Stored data

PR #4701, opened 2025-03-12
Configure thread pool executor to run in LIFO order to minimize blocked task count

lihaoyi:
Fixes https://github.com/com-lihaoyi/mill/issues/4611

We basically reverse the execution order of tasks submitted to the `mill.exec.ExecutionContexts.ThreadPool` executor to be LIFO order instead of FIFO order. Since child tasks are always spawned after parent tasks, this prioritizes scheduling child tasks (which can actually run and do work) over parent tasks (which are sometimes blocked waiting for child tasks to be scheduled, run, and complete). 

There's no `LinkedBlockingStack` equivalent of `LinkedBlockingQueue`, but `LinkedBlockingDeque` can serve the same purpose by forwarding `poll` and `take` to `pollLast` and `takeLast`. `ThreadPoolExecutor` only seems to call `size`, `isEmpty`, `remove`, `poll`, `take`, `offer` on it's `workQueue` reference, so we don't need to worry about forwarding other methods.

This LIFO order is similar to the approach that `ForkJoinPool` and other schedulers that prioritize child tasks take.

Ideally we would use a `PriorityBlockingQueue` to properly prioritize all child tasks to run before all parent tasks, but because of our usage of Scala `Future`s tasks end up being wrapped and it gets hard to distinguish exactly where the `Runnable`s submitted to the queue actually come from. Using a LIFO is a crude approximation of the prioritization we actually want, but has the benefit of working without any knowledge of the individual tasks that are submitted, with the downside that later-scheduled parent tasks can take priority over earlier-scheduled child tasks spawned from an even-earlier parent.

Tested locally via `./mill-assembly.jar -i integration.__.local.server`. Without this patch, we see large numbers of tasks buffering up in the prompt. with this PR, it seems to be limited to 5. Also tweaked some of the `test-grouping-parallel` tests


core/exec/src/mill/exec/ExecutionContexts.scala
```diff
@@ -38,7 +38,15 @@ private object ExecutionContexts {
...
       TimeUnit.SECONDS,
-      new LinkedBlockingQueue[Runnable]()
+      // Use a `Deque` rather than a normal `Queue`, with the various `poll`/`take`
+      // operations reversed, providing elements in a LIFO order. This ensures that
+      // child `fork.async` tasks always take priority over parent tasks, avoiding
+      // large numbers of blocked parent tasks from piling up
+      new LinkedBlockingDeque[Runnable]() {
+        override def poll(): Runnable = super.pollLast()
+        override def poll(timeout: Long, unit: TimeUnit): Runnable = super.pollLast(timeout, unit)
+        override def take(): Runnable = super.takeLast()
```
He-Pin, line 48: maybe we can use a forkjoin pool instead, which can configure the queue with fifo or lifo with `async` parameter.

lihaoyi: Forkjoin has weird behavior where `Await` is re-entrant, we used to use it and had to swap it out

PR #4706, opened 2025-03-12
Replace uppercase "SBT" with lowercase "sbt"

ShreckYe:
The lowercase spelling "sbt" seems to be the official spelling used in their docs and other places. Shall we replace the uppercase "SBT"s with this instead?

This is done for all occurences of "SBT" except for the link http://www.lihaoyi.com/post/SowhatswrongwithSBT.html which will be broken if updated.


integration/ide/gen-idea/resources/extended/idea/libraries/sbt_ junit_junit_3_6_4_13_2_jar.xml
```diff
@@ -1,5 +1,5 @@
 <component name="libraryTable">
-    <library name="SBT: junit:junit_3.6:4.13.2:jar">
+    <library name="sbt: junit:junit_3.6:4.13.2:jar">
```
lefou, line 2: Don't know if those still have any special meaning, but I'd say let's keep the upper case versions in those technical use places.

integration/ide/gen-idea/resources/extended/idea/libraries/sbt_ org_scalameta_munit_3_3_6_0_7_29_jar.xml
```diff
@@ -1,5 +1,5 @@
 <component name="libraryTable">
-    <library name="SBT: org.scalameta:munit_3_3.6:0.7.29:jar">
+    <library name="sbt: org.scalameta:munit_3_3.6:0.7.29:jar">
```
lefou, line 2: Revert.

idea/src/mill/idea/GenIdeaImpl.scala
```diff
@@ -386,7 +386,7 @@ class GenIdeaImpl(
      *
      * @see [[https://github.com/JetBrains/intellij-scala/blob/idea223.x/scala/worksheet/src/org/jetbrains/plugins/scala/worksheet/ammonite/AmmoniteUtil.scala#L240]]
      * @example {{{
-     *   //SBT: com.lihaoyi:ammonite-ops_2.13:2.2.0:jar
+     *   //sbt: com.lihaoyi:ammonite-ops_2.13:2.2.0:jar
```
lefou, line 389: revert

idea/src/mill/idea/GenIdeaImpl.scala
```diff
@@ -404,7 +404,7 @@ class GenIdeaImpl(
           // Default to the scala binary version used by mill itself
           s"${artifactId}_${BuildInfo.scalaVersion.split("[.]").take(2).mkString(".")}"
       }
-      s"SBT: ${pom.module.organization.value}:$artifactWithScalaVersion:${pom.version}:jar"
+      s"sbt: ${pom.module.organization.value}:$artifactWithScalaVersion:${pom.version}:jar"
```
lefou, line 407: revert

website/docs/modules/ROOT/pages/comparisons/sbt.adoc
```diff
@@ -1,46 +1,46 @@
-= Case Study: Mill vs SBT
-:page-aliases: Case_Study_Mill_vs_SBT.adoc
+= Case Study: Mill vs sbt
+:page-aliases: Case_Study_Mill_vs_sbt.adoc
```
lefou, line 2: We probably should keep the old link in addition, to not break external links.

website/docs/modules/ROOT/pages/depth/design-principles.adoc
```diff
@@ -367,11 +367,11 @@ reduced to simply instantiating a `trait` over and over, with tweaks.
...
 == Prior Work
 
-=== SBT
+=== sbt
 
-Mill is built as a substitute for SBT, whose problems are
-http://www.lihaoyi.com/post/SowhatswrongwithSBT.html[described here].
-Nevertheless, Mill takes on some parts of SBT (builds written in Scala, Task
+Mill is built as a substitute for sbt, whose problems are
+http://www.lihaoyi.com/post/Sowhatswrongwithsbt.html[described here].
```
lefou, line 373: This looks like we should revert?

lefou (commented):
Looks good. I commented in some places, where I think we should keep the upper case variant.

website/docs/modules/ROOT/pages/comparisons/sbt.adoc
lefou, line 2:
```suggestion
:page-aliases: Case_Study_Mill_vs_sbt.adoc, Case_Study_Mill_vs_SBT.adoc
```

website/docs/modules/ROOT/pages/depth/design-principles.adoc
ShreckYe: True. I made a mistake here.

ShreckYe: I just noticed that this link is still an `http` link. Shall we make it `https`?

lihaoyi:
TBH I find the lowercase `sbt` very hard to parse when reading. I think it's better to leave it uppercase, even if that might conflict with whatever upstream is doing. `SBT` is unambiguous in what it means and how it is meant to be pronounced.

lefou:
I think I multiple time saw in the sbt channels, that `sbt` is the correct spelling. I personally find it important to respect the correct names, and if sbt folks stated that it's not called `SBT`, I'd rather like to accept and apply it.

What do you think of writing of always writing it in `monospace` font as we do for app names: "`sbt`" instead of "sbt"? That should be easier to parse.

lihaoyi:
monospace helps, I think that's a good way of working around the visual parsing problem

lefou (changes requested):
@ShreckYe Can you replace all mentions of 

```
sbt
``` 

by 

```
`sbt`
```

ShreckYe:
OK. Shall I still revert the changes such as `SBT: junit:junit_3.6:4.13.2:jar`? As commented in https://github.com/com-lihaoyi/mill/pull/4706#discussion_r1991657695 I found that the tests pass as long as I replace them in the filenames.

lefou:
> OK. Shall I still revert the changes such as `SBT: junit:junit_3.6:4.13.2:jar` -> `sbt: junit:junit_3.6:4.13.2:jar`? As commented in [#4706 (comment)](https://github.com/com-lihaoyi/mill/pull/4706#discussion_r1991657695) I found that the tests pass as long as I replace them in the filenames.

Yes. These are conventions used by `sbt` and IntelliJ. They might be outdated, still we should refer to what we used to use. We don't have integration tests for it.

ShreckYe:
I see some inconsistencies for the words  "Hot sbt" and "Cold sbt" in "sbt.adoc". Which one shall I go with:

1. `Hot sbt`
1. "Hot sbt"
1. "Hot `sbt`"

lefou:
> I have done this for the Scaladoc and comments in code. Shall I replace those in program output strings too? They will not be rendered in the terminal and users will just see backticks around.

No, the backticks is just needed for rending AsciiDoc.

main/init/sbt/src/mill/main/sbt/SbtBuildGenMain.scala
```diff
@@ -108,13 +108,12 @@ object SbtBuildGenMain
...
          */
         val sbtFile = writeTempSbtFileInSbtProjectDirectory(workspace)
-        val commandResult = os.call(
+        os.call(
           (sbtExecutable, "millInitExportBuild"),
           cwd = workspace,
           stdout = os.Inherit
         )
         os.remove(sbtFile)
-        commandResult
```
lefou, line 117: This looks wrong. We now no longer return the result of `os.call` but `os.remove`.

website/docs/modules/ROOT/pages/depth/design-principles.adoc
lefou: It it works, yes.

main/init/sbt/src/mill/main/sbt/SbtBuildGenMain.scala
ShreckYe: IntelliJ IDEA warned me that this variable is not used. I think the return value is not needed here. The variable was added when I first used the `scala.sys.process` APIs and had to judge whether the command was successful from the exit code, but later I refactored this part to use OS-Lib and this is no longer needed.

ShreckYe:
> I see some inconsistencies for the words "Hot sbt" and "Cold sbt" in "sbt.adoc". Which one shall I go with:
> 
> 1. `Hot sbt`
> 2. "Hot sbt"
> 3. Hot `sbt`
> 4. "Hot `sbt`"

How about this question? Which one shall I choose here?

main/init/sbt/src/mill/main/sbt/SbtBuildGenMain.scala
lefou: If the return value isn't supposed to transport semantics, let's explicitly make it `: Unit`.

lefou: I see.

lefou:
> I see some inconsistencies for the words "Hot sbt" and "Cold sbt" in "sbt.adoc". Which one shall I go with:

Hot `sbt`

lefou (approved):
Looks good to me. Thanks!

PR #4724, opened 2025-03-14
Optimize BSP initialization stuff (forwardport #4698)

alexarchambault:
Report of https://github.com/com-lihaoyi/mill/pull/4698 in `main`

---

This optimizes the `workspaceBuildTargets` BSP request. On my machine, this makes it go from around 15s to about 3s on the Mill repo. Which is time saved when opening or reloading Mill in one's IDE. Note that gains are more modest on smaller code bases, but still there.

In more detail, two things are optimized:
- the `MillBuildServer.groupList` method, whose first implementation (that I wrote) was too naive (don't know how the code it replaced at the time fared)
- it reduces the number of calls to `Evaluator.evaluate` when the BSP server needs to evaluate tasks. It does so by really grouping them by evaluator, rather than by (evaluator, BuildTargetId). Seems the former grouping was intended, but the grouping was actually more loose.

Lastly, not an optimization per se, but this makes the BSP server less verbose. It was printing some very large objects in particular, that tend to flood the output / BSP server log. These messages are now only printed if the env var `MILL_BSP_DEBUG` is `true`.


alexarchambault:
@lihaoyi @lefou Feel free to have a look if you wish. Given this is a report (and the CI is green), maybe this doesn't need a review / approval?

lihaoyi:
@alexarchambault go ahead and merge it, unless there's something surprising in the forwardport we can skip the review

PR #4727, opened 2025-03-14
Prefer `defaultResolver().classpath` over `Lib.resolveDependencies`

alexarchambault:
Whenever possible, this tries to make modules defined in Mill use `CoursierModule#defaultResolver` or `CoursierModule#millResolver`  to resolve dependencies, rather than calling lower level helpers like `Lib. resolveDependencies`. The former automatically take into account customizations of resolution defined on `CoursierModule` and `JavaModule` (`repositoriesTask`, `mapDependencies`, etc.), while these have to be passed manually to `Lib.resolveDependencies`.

YOUR ASSIGNMENT
Which of the lines in the data contain the string "LinkedBlockingQueue"? Return each one.

SOLUTION TO THIS TASK
There's no `LinkedBlockingStack` equivalent of `LinkedBlockingQueue`, but `LinkedBlockingDeque` can serve the same purpose by forwarding `poll` and `take` to `pollLast` and `takeLast`. `ThreadPoolExecutor` only seems to call `size`, `isEmpty`, `remove`, `poll`, `take`, `offer` on it's `workQueue` reference, so we don't need to worry about forwarding other methods.
-      new LinkedBlockingQueue[Runnable]()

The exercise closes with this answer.